* **Requirement**
From the line with "1. Create new edit buffer." to the final line of the records, reproduce every line exactly and only those lines.

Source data
* * * * * * * * *

PR #8669, opened 2020-08-05
Fix URL detection in first line of document.

### LINKED ISSUE #8668: URL link detection may not work in first line of document
### Description of the Issue
In unwrapped view, URL links are not detected correctly, if the beginning of the URL is not visible in the edit window because of horizontal scrolling.

1. Create new edit buffer.
2. Turn word wrap off and URL underlining on.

* * * * * * * * *

* **Solution for this problem**
1. Create new edit buffer.
2. Turn word wrap off and URL underlining on.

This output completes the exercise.